The Russian Imperial Union Order (RIUO) (Russian: Rossiyskiy Imperskiy Soyuz Orden, Российский Имперский Союз-Орден, РИС-О) is a traditional Russian monarchist organization. The order is the most influential and respected body of the organisations supporting interest in the Russian monarchy and the White movement.

== Founding ==

It was founded by Boris Lvovovich Brasol (1885–1963) and other White émigrés in 1929.

It was one of two organisations formed after the end of the Russian Civil War, to carry on White Russian traditions, the other being the Russian All-Military Union (Russian: Русский Обще-Воинский Союз, abbreviated РОВС, ROVS), created by White Army General Pyotr Wrangel. However, the Russian Imperial Union Order is monarchist in nature.
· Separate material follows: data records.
Issue #2610, opened 2025-05-20
Spright chat feature backlog


jattasNI:
# 🙋 Feature Request

## 😯 Problem to Solve

This is a parent feature to collect smaller tasks related to chat components in Spright. A high level goal is to evaluate [these Blazor-only changes](https://dev.azure.com/ni/DevCentral/_git/ASW?path=%2FSource%2FMeasurementServices%2FAiAssistants%2FControls%2FComponents&version=GBfeatures%2FAIAssistants&_a=history) and [additional features described in Figma](https://www.figma.com/design/PO9mFOu5BCl8aJvFchEeuN/Nimble_Components?node-id=1529-41777&p=f&t=m4UM0H0k6Na8NERl-0) for inclusion in Spright.

## 💁 Proposed Solution

See task list.

### Chat input

- [ ] Basic chat input component for SLE demo (input and button)
- [ ] Chat input component parity with Blazor implementation (file attachments etc)

### Chat conversation

- [ ] #2607 
- [ ] gradient background for chat conversation
- [ ] make space and scroll when new messages are added

### Components around conversation

- [ ] [Footer with disclaimer message](https://dev.azure.com/ni/DevCentral/_git/ASW?path=%2FSource%2FMeasurementServices%2FAiAssistants%2FControls%2FComponents%2FChatbotViewFooter.razor&version=GBmain&_a=contents)
- [ ] toolbars?

### Chat messages

- [ ] separate components for different message types
- [ ] link to sources

### Chat message content

- [ ] markdown renderer that supports syntaxes returned by Nigel

PR #2611, opened 2025-05-20
Update Spright chat spec to add input component

jattasNI:
# Pull Request

## 🤨 Rationale

This is the design doc for the first task in #2610 

## 👩‍💻 Implementation

Update existing spec to propose a new component, `spright-chat-input`.

## 🧪 Testing

N/A

## ✅ Checklist


packages/spright-components/src/chat/specs/README.md
```diff
@@ -78,15 +71,40 @@ The component also contains the following features:
...
+    - pressing Enter while the text area has focus will behave the same as clicking "Send"
+    - pressing Shift-Enter will create a newline
+    - the button is disabled and Enter has no effect if the input text is empty
+1. Styling for default, focus, and rollover states
+
+##### Future work
+
+This is included for informational purposes but doesn't yet have a proposed implementation in the Design section below.
+
+1. Includes a "Stop" button for the user to abort an in-progress sent message
```
atmgrifter00, line 92: Is there a practical known use-case where we expect this could be useful? I'm guessing this is for use-cases where some pre-processing is done on the message before actually creating a `spright-chat-message` with its contents (I wasn't sure if this was a common/expected scenario)? Or would this be related to the other future work for things like attaching files to cancel an in-progress upload (in which case, I think the verbiage would change to reflect that)?

packages/spright-components/src/chat/specs/README.md
```diff
@@ -78,15 +71,40 @@ The component also contains the following features:
...
+    - the text area height is a single line initially but grows its height to fit the entered text up to its max-height
+    - the text area has configurable placeholder text
+1. Includes a "Send" button for the user to submit the current input text
+    - fires an event containing the current input content and then clears the content and sets keyboard focus back to the input
+    - pressing Enter while the text area has focus will behave the same as clicking "Send"
+    - pressing Shift-Enter will create a newline
+    - the button is disabled and Enter has no effect if the input text is empty
+1. Styling for default, focus, and rollover states
+
+##### Future work
```
atmgrifter00, line 88: Has there been any reasoning behind _not_ creating a component that wraps both the `spright-chat-input` and `spright-chat-conversation` components/aspects? It seems like all of the designs call for there to be an input along with the messages themselves, and requiring developers to lay out two sibling components in the DOM in likely _always_ the same way, seems strange and unnecessary.

packages/spright-components/src/chat/specs/README.md
jattasNI: Good question. I don't know for sure, but in the Figma design it looks like it's more about canceling a response to a sent message. I'll update this to be more vague for now. We can revisit if / when we move this from "Future work" to "In scope".

packages/spright-components/src/chat/specs/README.md
jattasNI: Excellent question. I hadn't really thought about that approach much. I agree that we shouldn't let the existing Blazor implementations stop us from going in that direction if we think it's better. As an alternative to a hideable CSS `part`, an `input-hidden` attribute or something could work too.

I can think of two cons / things that would need to be worked out:
1. The API of this component could grow to be somewhat large. Eventually it would contain:
    - existing conversation slot for adding messages
    - this spec's proposed input attributes for configuring the input and event for the send button
    - whatever new API is needed to support the input "Future work" section (likely a couple more slots and some more attributes and events)
    - whatever new API is needed to support the conversation features in #2610 (likely some methods for scrolling the conversation)
2. this would open us to some debate about where the responsibilities of that component would end. Is it purely presentational? Or should it:
   - create an outgoing message when the user hits Send
   - automatically scroll to make space when the user hits Send
   - manage other interactions like drag-drop to attach files

An Alternative 3 would be something like `spright-chat-window` which is a container/layout component that contains slots where you're expected to insert your own `spright-chat-conversation` and `spright-chat-input`. It would do nothing other than lay them out correctly. In future if we add toolbars at the top/side/bottom, those could go in slots too without bloating the API of the container component.

I'm still leaning to Alternative 1 in the spec already or Alternative 3 which would be follow-up work, but open to other opinions or rationale.

rajsite: I think chat conversation already is like option 3. Currently it defines layout of chat-messages via the default slot. I think we could extend it to define layout of an "input" component if slotted as well.

Buy I'd be hesitant to encode the input api on the conversation layout element though.

Gives the flexibility of defining different "input" contents like we have already done for "message" contents in the default slot, i.e. you can really put any element that handles the layout of being placed in a block flex.

As an aside I really want us to split out the messages into separate `message-inbound`, `message-outbound`, etc elements and mark the current `message` element as deprecated. Gives more room for flexibility without bloating existing apis like happened on that element.

jattasNI: I updated the proposal to include slotting the input into a dedicated slot in the conversation.

>I really want us to split out the messages into separate message-inbound, message-outbound, etc 

I tracked this in #2610. Still figuring out the priority between all that work, but I agree it's something we should do.

packages/spright-components/src/chat/specs/README.md
```diff
@@ -129,11 +149,22 @@ richText.markdown = 'Welcome **Homer**, how can I help?';
...
+</spright-chat-message>
+```
+
+<!-- prettier-ignore-end -->
+
+#### Input example
+
+```html
+<spright-chat-input placeholder="Ask Nigel" send-button-label="Send">
+</spright-chat-input>
```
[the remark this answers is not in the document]
jattasNI: I did that in the conversation example above. The input can technically be used on its own so I didn't also do it in this example, similar to the messages examples above. I'll leave this as-is but if you really want that change feel free to re-open this thread.

packages/spright-components/src/chat/specs/README.md
```diff
@@ -76,17 +69,43 @@ The component also contains the following features:
...
+    - pressing Enter while the text area has focus will behave the same as clicking "Send"
+    - pressing Shift-Enter will create a newline
+    - the button is disabled and Enter has no effect if the input text is empty
+1. Styling for default, focus, and rollover states
+
+##### Future work
+
+This is included for informational purposes but doesn't yet have a proposed implementation in the Design section below.
+
+1. Includes a "Stop" button for the user to abort an action that was triggered in response to a sent message (e.g. a file upload or incoming response)
```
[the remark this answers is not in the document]
jattasNI: Good questions. 

The typical flow would be that after the user sent their text a client would call `resetInput()` and optionally set the state to `processing`. With the current proposal, `resetInput()` would set focus back to the text area regardless of whether the user sent the text using Enter in the text area, clicked the Send button, or tabbed to the Send button and pressed Enter. That seems sane to me since the user likely wants to type another message more than they want to stop the current one from being processed.

If a client doesn't call `resetInput()` at the same time they set the state to `processing` then the entered text would remain in the text area. That definitely seems weird to me so I don't think we'd encourage clients to do that. We're not currently offering a way to clear the text but maintain the focus on whatever had it before. If we need to do that we could potentially pass some config options to `resetInput()` to configure whether it should set focus. I agree that in that case you'd probably want the Stop button to get focus if Send had it before (and vice versa). But in the interest of scope I'd advocate to skip doing that for now.

Similarly I'd vote to punt on the question of announcing button changes (this is in Spright so we can be looser with our accessibility behavior). I don't know if users would find those announcements useful or annoying if they happened on every sent message.

I added a couple sentences to the Accessibility section to capture those proposals. Let me know if you disagree.

packages/spright-components/src/chat/specs/README.md
```diff
@@ -171,6 +198,44 @@ richText.markdown = 'Welcome **Homer**, how can I help?';
...
+- _How native CSS Properties (height, width, etc.) affect the component_
+    - Clients can set the input width using normal CSS rules. The input will have a default minimum width that clients are discouraged from overriding.
+    - The input will have a default height to fit one line of text and will grow its height to fit more lines, up to a max-height. After that limit it will show a vertical scrollbar.
+- _Slots_
+    - `footer-actions`
+        - Action buttons to display left of the send/stop button.
+    - `attachments`
+        - An area to slot arbitrary content adjacent to the text input area. Intended to be used for adding chips that represent attached files.
+
+##### Input API alternatives
```
jattasNI, line 229: @atmgrifter00 here's my rationale for the `value` API we discussed this morning

jattasNI (commented):
@rajsite @mollykreis heads up that I'm starting implementation on the first vertical slice of this. If you have feedback on the parts that configure the text area and send button, it'd be good to get agreement before I write tests. 

The stop button, error state, and slots are out of scope for my first slice of implementation.

packages/spright-components/src/chat/specs/README.md
```diff
@@ -76,17 +69,39 @@ The component also contains the following features:
...
+#### Chat input
+
+1. Accepts text input in a text area
+    - the text area height is a single line initially but grows its height to fit the entered text up to its max-height
+    - the text area has configurable placeholder text
+1. Includes a "Send" button for the user to submit the current input text
+    - fires an event containing the current input content
+    - pressing Enter while the text area has focus will behave the same as clicking "Send"
+    - pressing Shift-Enter will create a newline
+    - the button is disabled and Enter has no effect if the input text and attachments slot are both empty or if the client has set an attribute to explicitly disable it
```
rajsite, line 84: Quickly tested Teams mobile vs Teams desktop for multiline and the behavior was:
On desktop pressing enter sent immediately, had to use shift+enter for multiline
On mobile pressing enter added a new line, had to use the send button to send a message

Dunno if we have UX guidance around that, should just do what Teams does, but should capture that somewhere otherwise mobile won't really have a way to do multiline I can think of.

jattasNI: Good point, I'll add a note to the mobile section and a task to the issue tracking this work.

Any ideas how to detect that the input came from a mobile keyboard? The only approaches I've found online are to look at user agent or to detect using a heuristic like whether the viewport size has recently changed (presumably due to an onscreen keyboard). Both of those seem like heuristics with less than perfect reliability. Some day maybe [virtual keyboard API](https://developer.mozilla.org/en-US/docs/Web/API/VirtualKeyboard_API) could help, but it's not widely supported.

rajsite: > Any ideas how to detect that the input came from a mobile keyboard? The only approaches I've found online are to look at user agent or to detect using a heuristic like whether the viewport size has recently changed (presumably due to an onscreen keyboard).

Yea not sure off the top. What if they were more aligned? Enter always adds a newline and the button submits, desktop gets an extra shortcut for the submit button (shift + enter).

packages/spright-components/src/chat/specs/README.md
```diff
@@ -171,6 +198,46 @@ richText.markdown = 'Welcome **Homer**, how can I help?';
...
+
+#### Input
+
+- _Component Name_ `spright-chat-input`
+- _Props/Attrs_
+    - `value` - string attribute to get or set the current text in the text area. See [Input API alternatives](#input-api-alternatives) for more info.
+    - `processing` - boolean attribute that causes the "Stop" button to be shown rather than the "Send" button
+    - `placeholder` - text to display in the text area when no text has been entered
+    - `send-button-label` - text to use for a `title` and ARIA attributes on the "Send" button. See Accessibility section for more info.
+    - `stop-button-label` - text to use for a `title` and ARIA attributes on the "Stop" button. See Accessibility section for more info.
```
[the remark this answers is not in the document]
rajsite: +1 good catch. And for scoping of that label provider seems like `spright-chat-label-provider` is a good scope for all the `spright-chat-*` elements.

packages/spright-components/src/chat/specs/README.md
rajsite: Having stewed on it more I agree with the idea that short quick messages is probably the general workflow. If that's the case I dunno why we would have a different default on mobile. Maybe there is a a well-established UX trend that enter is not commonly used on mobile to submit?

The heuristics based on viewport are also not super promising for mobile detection given our current blazor usage patterns of small / narrow viewports.

Maybe we can move the newline mobile behavior to open questions with the suggestion of aligning with Teams behavior instead of a decision? We might also make it a configuration of the chat-input and let applications decide instead of trying to guess a heuristic in nimble (or have a default auto and make it overridable or something).

packages/spright-components/src/chat/specs/README.md
```diff
@@ -171,6 +198,46 @@ richText.markdown = 'Welcome **Homer**, how can I help?';
...
+    - `stop` - emitted when the user clicks the "Stop" button. Not cancelable.
+- _CSS Classes and CSS Custom Properties that affect the component_
+- _How native CSS Properties (height, width, etc.) affect the component_
+    - Clients can set the input width using normal CSS rules. The input will have a default minimum width that clients are discouraged from overriding.
+    - The input will have a default height to fit one line of text and will grow its height to fit more lines, up to a max-height. After that limit it will show a vertical scrollbar.
+- _Slots_
+    - `footer-actions`
+        - Action buttons to display left of the send/stop button.
+    - `attachments`
+        - An area to slot arbitrary content adjacent to the text input area. Intended to be used for adding chips that represent attached files.
```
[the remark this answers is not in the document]
jattasNI: Good point, I deleted the word "arbitrary". The next sentence describes the intended content in more detail and I agree we'll want usage guidance / testing that limits clients to what is designed to go there.

packages/spright-components/src/chat/specs/README.md
jattasNI: I updated the description in the Mobile section to describe the challenge and say that we won't solve it now. Also captured a summary of this discussion. I didn't capture it as an open issue in the document since we have a few other similar conscious scoping gaps that aren't listed there either. But it is captured in #2610.

packages/spright-components/src/chat/specs/README.md
```diff
@@ -76,17 +69,43 @@ The component also contains the following features:
...
 
+#### Chat input
+
+##### In scope
+
+1. Accepts text input in a text area
+    - the text area height is a single line initially but grows its height to fit the entered text up to its max-height
+    - the text area has configurable placeholder text
+1. Includes a "Send" button for the user to submit the current input text
+    - fires an event containing the current input content and then clears the content and sets keyboard focus back to the input
```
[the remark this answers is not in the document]
rajsite: Out of office, so just some passing feedback. Could we make that behavior opt-in instead of the default? I.e. a `reset-on-send` attribute or something.

The designs today don't include error-text and validation patterns which I'm concerned auto clearing will fight against, but if it's opt-in that seems less of a concern.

Both organisations formed after the civil war have continued to this day.

After the departure of the White Russians from Russia, organizational units appeared in many European countries and other classic destinations for immigrants such as the United States, Canada, Australia; various countries in South and Central America; and even Hong Kong.
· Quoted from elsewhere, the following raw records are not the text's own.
PR #2613, opened 2025-05-22
Update select and combobox to support frameless and full-bleed styling

mollykreis:
# Pull Request

## 🤨 Rationale

Updated the `nimble-select` and `nimble-combobox` appearance modes to include `frameless` and to also have the option to be `full-bleed` (which only applies when the appearance is `frameless`). This is part of the effort to be able to render more nimble controls in a "read-only" manner where the value is aligned with the label.

See #2592 

## 👩‍💻 Implementation

- Add `frameless` appearance for the drop-down appearance modes
- Add `full-bleed` attribute to the select and combobox

## 🧪 Testing

- Manual testing in storybook
- Updated chromatic tests

## ✅ Checklist

### DIFF
--- a/change/@ni-nimble-components-b44508aa-2a65-4419-8047-367e63603ea2.json
+++ b/change/@ni-nimble-components-b44508aa-2a65-4419-8047-367e63603ea2.json
@@ -1,0 +1,7 @@
+{
+  "type": "minor",
+  "comment": "Update select and combobox to support frameless and full-bleed styling",
+  "packageName": "@ni/nimble-components",
+  "email": "20542556+mollykreis@users.noreply.github.com",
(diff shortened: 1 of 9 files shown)


jattasNI (approved):

change/@ni-nimble-components-b44508aa-2a65-4419-8047-367e63603ea2.json
```diff
@@ -0,0 +1,7 @@
+{
```
rajsite, line 1: @mollykreis looks like some of the stories are clipped on the edge like we saw before for error text in the last row.
Looks good otherwise, feel free to approve stories and merge after addressed.

PR #2636, opened 2025-06-19
Dotnet clean

rajsite:
# Pull Request

## ✅ Checklist

### DIFF
--- a/.github/workflows/main.yml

In the 1930s, Brazol and others, as part of the orders work, pushed for the reinstatement of the monarchy. At one time, he saw an alliance with the early Nazi Party before it came to power. However, the Nazi Party dropped its monarchist stance after it came into power, and he disasociated himself with it.

== Support for Romanovs ==

The order is part of the legitimist faction, which includes the Russian Orthodox Church, and supports the view that the monarch should be from the Romanov imperial family. That is in common with the nature of émigré organisations, which support the émigré family of Romanov descendants. Originally, the RIUO supported the claim of Grand Duke Kirill Vladimirovich of Russia as Russian tsar in exile and, after his death in 1938, the claim of his son Grand Duke Vladimir Kirillovich of Russia as head of the family.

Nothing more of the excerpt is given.